**Your objective**
Reproduce only the lines of the material below that start at the line containing "## How badly do you want this new feature?" and stop at the line containing "I'd be open". Keep both end lines.

[Entries shown Boundary: Start]

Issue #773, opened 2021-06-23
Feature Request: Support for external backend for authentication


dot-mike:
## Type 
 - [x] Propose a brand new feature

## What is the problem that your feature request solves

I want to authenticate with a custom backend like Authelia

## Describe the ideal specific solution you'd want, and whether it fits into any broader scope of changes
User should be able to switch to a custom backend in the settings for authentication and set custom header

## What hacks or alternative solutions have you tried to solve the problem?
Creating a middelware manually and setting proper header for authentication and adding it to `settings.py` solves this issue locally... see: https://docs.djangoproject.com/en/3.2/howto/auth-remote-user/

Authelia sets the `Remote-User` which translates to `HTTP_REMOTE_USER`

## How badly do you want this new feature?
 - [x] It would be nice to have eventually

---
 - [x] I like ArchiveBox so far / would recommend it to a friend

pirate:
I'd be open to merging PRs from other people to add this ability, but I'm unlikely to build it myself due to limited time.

[Entries shown Boundary: End]
[Entries shown Boundary: Start]

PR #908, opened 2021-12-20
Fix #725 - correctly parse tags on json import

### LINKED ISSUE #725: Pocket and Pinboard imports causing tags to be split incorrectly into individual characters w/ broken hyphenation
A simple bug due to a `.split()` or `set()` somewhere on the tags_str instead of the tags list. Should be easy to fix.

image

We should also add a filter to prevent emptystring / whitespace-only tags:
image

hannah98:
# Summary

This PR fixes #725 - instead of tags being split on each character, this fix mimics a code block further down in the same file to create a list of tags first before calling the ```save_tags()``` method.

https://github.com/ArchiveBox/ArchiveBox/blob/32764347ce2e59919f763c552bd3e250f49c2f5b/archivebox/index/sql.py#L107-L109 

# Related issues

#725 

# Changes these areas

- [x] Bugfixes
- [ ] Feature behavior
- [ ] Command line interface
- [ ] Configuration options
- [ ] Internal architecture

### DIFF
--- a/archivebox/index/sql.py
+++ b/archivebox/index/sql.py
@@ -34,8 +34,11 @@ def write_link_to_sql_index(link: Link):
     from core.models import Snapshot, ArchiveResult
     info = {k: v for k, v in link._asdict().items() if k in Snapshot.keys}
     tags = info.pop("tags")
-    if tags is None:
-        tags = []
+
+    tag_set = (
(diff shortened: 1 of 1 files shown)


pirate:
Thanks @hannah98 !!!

[Entries shown Boundary: End]

**Response area**
## How badly do you want this new feature?
 - [x] It would be nice to have eventually

---
 - [x] I like ArchiveBox so far / would recommend it to a friend

pirate:
I'd be open to merging PRs from other people to add this ability, but I'm unlikely to build it myself due to limited time.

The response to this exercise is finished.